According to the protocol, after patients completed the baseline questionnaires, the researcher randomized them to active or control interventions using a computerized list, with stratification by baseline level of asthma control (ACT ≤19 or >19)35 and by type of inhaler; the focus on inhaler technique was concealed until after baseline questionnaires. After randomization, inhaler technique was assessed (as above) and then optimized for both active and control group patients, using identical educational methods based on our previous published research.20 In this specialized “Show and Tell” inhaler technique counseling service, the researcher went through each step on the device-specific checklist with the patient in Arabic, to describe and demonstrate correct use. This cycle of assessment and counseling was repeated up to three times if necessary, until the patient demonstrated correct technique on all steps (score 9/9).20

For the active intervention group, the researcher then used a highlighter pen to identify all incorrect steps from the patient’s initial (pre-education) assessment on an “Inhaler Technique Label”, which was preprinted in Arabic with the relevant device checklist. The researcher attached the highlighted label to the patient’s controller inhaler (not the box), without covering any essential information (Fig. 1). Patients were provided with three extra highlighted labels to attach to new inhalers as they were purchased.

Follow-up

Each month, the researcher made a brief (<1 minute) telephone call to all participants (active and control) to ask if they had purchased a new inhaler. Active participants who had purchased a new inhaler were reminded to attach a label to their new inhaler. Inhaler technique was not mentioned in the telephone calls for either group.

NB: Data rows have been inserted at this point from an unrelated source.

PR #1150, opened 2026-07-02
Add missing label characters in PrettyPrinterAbstract::$labelCharMap

TimWolla:
The underscore was missing from the list. The fix borrows the existing regular expression in `NullsafeTokenEmulator`.

As a side-effect, the only use of the ext/ctype extension has been removed, allowing the removal of the dependency on this (technically optional) extension.

### DIFF
--- a/composer.json
+++ b/composer.json
@@ -15,8 +15,7 @@
     "require": {
         "php": ">=7.4",
         "ext-tokenizer": "*",
-        "ext-json": "*",
-        "ext-ctype": "*"
+        "ext-json": "*"
     },
     "require-dev": {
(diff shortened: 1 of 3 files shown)


TimWolla:
PHPStan failure is unrelated and already exists on master.

composer.json
```diff
@@ -15,8 +15,7 @@
     "require": {
         "php": ">=7.4",
         "ext-tokenizer": "*",
-        "ext-json": "*",
-        "ext-ctype": "*"
```
TomasVotruba, line 19: Nice work with ctype drop 👏

PR #1155, opened 2026-07-08
Fix three engine-conformance divergences in the lexer and string parser

iliaal:
Three small, independent fixes where the parser or the emulative lexer diverges from how the PHP engine tokenizes or parses the same input. In each, PHP-Parser accepts or shapes a token the engine treats differently.

## 1. `\u{...}` accepts code points above the Unicode maximum

`String_::codePointToUtf8()` accepted code points up to `0x1FFFFF` (the largest value that fits in four UTF-8 bytes), but the maximum valid Unicode code point is `0x10FFFF`. For `"\u{110000}"` through `"\u{1FFFFF}"` the parser produced a four-byte string value, while the engine rejects the whole file with `Invalid UTF-8 codepoint escape sequence: Codepoint too large`. The existing test only covered the extreme `\u{FFFFFFFFFFFFFFFF}` overflow, so this boundary slipped through. Lowered the bound to `0x10FFFF`.

## 2. Comment between `enum` and the enum name

`EnumTokenEmulator::isKeywordContext()` recognised `enum` as a keyword only when it was immediately followed by whitespace and then the `T_STRING` name. A comment in between, such as `enum/*c*/Foo` or `enum // c` followed by a newline and the name, left `enum` as a plain identifier while the engine tokenizes it as `T_ENUM`. On an older host emulating 8.1+, that turned a valid enum declaration into a parse error. Now the lookahead skips whitespace and comments before checking for the name, matching the engine (verified against `token_get_all` for the comment, line-comment, `enum = 1`, and `enum::X` cases) and the comment handling `KeywordEmulator` already applies to the preceding token.

## 3. Void cast whose whitespace spans a newline

`VoidCastEmulator::emulate()` gated the interior whitespace of a `(void)` cast with an unanchored `/[ \t]+/`, which matches any run that merely contains a space or tab even when it also contains a newline. The engine forbids newlines inside a cast, so a run like `( \nvoid)` (when a real `(void)` elsewhere in the file arms the emulator) was wrongly merged into a single `T_VOID_CAST`. Anchored the check with `\A[ \t]+\z` so only pure space/tab runs qualify.

### DIFF
--- a/lib/PhpParser/Lexer/TokenEmulator/VoidCastEmulator.php
+++ b/lib/PhpParser/Lexer/TokenEmulator/VoidCastEmulator.php
@@ -24,7 +24,7 @@ class VoidCastEmulator extends TokenEmulator {
             $numTokens = 1;
             $text = '(';
             $j = $i + 1;
-            if ($j < $c && $tokens[$j]->id === \T_WHITESPACE && preg_match('/[ \t]+/', $tokens[$j]->text)) {
+            if ($j < $c && $tokens[$j]->id === \T_WHITESPACE && preg_match('/\A[ \t]+\z/', $tokens[$j]->text)) {
                 $text .= $tokens[$j]->text;
                 $numTokens++;
                 $j++;
@@ -37,7 +37,7 @@ class VoidCastEmulator extends TokenEmulator {
             $text .= $tokens[$j]->text;
             $numTokens++;
             $k = $j + 1;
-            if ($k < $c && $tokens[$k]->id === \T_WHITESPACE && preg_match('/[ \t]+/', $tokens[$k]->text)) {
+            if ($k < $c && $tokens[$k]->id === \T_WHITESPACE && preg_match('/\A[ \t]+\z/', $tokens[$k]->text)) {
                 $text .= $tokens[$k]->text;
                 $numTokens++;
                 $k++;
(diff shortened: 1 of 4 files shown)


lib/PhpParser/Lexer/TokenEmulator/VoidCastEmulator.php
```diff
@@ -24,7 +24,7 @@ public function emulate(string $code, array $tokens): array {
             $numTokens = 1;
             $text = '(';
             $j = $i + 1;
-            if ($j < $c && $tokens[$j]->id === \T_WHITESPACE && preg_match('/[ \t]+/', $tokens[$j]->text)) {
+            if ($j < $c && $tokens[$j]->id === \T_WHITESPACE && preg_match('/\A[ \t]+\z/', $tokens[$j]->text)) {
```
nikic, line 27:
```suggestion
            if ($j < $c && $tokens[$j]->id === \T_WHITESPACE && preg_match('/^[ \t]+$/', $tokens[$j]->text)) {
```

nikic (commented):
Can you drop the enum part from this PR? It fails tests. The rest looks reasonable. (And update the commit message accordingly. I won't be able to squash merge as the PR contains multiple changes.)

iliaal:
Dropped the enum commit and updated the message; the comment-between-`enum`-and-name case only tokenizes as `T_ENUM` on 8.3+, so it isn't a clean cross-version conformance fix. The two remaining fixes are separate commits (unicode bound, void cast newline).

lib/PhpParser/Lexer/TokenEmulator/VoidCastEmulator.php
iliaal: `^[ \t]+$` matches a trailing newline (`preg_match('/^[ \t]+$/', " \n")` is 1), which is the `( \nvoid)` case this guards, so I kept `\A[ \t]+\z`. `^[ \t]+$/D` would also work.

PR #1159, opened 2026-07-18
Implement support for partial function application

### LINKED ISSUE #1158: PHP 8.6: Partial function application
PHP 8.6 implements the [partial function application RFC](https://wiki.php.net/rfc/partial_function_application_v2).

This introduces new call-site syntax: placeholder arguments such as `f(?)` and `f(1, ?)`, named placeholders such as `f(name: ?)`, and the variadic placeholder combined with bound arguments such as `f(1, ...)`, which generalizes the existing first-class callable syntax.

PHP-Parser currently rejects this syntax:

```
$ php -r 'require "vendor/autoload.php";
          (new PhpParser\ParserFactory)->createForNewestSupportedVersion()
              ->parse("<?php \$f = strlen(?);");'
PhpParser\Error: Syntax error, unexpected '?' on line 1
```

## Impact on PHPUnit

PHPUnit itself is not affected: test execution, including the test double functionality, works on PHP 8.6 without changes. The blocker is code coverage.

phpunit/php-code-coverage uses PHP-Parser to statically analyse each file that is covered: it determines executable lines, finds code units, and computes cyclomatic complexity (via sebastian/complexity) as well as size metrics (via sebastian/lines-of-code). A parse error in any one of these steps is not recoverable: as soon as a single source file that uses partial function application is included in code coverage, coverage collection aborts with an exception.

In practice this means that a project cannot adopt partial function application without giving up code coverage entirely; not just for the affected file, but for the whole test run. (At least not until https://github.com/sebastianbergmann/php-code-coverage/issues/1259 is implemented.)

## Notes

Partial function application does not introduce new lexer tokens; the call-site syntax reuses `?` and `...`. Supporting it should therefore be a matter of grammar rules and an AST node for placeholder arguments, similar in spirit to the existing `VariadicPlaceholder` node for first-class callable syntax.

PHP 8.6 is scheduled for release in November 2026. A PHP-Parser release that can parse this syntax before then would allow the PHPUnit ecosystem to raise its version constraints in time. I am happy to test development versions against PHPUnit's test suite and a PHP 8.6 development build.

sebastianbergmann:
Closes #1158.


lib/PhpParser/Node/Expr/CallLike.php
```diff
@@ -24,12 +24,30 @@ public function isFirstClassCallable(): bool {
     }
 
     /**
-     * Assert that this is not a first-class callable and return only ordinary Args.
+     * Returns whether this call expression is a partial function application, i.e. whether its
+     * argument list contains one or more "?" placeholders, or a "..." placeholder combined with
+     * other arguments.
+     */
+    public function isPartialFunctionApplication(): bool {
+        if ($this->isFirstClassCallable()) {
```
nikic: Hm, wouldn't it make more sense to treat first-class callables as a special type of partial function application? Otherwise users will always have to check both predicates.

lib/PhpParser/Node/Expr/CallLike.php
```diff
@@ -45,7 +63,7 @@ public function getArg(string $name, int $position): ?Arg {
             return null;
         }
         foreach ($this->getRawArgs() as $i => $arg) {
-            if ($arg->unpack) {
+            if (!$arg instanceof Arg || $arg->unpack) {
```
nikic: I think you'd rather want to return null after the first variadic placeholder, as you don't know the argument number anymore after that. And drop the isFirstClassCallable() check in that case.

lib/PhpParser/Node/Expr/Placeholder.php
```diff
@@ -0,0 +1,28 @@
...
+
+namespace PhpParser\Node\Expr;
+
+use PhpParser\Node\Expr;
+
+/**
+ * Represents the "?" argument placeholder of the partial function application syntax,
+ * e.g. the "?" in "foo(?)". It can only occur as the value of an Arg node.
+ */
+class Placeholder extends Expr {
```
nikic: This is not really an expression, because it can't be used in other places expressions can be used. But maybe it's best to fudge it, otherwise the types becomes annoying.

nikic:
cc @ondrejmirtes on representation.

lib/PhpParser/Node/Expr/CallLike.php
sebastianbergmann: Implemented in cb86a570129468c6fc6c5af3cbe3184911953340.

lib/PhpParser/Node/Expr/CallLike.php
sebastianbergmann: Implemented in 9fb848c3bb1a1513c89851ab5341c9ac08758ec1.

ondrejmirtes:
Yeah, Placeholder being Expr is annoying.

Why the Placeholder can't be the same thing as VariadicPlaceholder?

This code:

```php
if ($arg instanceof VariadicPlaceholder || $arg->value instanceof Placeholder) {
```

could become:

```php
if ($arg instanceof VariadicPlaceholder || $arg instanceof Placeholder) {
```

Is it just because of named arguments or maybe other properties `Arg` has? Placeholder could have the same property (properties).

sebastianbergmann:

Three months after the baseline visit, a second trained researcher, blinded to randomization, assessed all participants on their inhaler technique, asthma control, controller and reliever use. The two researchers who assessed technique at baseline (pre and post-education) and at 3-month follow-up were trained by one investigator (IB). Inter-rater reliability, based on assessment of six non-study patients, showed a mean difference between assessment scores of 0.23 out of 9 (95% CI −0.09 to 0.54) (Bland and Altman analysis of difference).

After the final assessment, participants in both groups were re-trained in inhaler technique and received inhaler technique labels.

Data analysis

The primary outcome was change in inhaler technique score between post-education and 3 months. Data were analyzed with SPSS 20 (Chicago, Illinois). Differences with P < 0.05 were considered statistically significant. The proportions of patients who performed correct technique (all steps correct) and correct essential technique (essential steps correct) were compared with Pearson’s χ 2 test. For continuous variables (inhaler technique scores, ACT scores), comparisons between groups were performed by Independent Sample t test, Wilcoxon signed-rank test, and Mann–Whitney U-test.

In order to determine predictors of inhaler technique improvement at 3 months, a multiple linear regression analysis was performed. The dependent variable was inhaler technique score at 3 months. Independent variables included inhaler type (TH or ACC), intervention group (active or control), baseline inhaler technique score, gender, age and smoking status.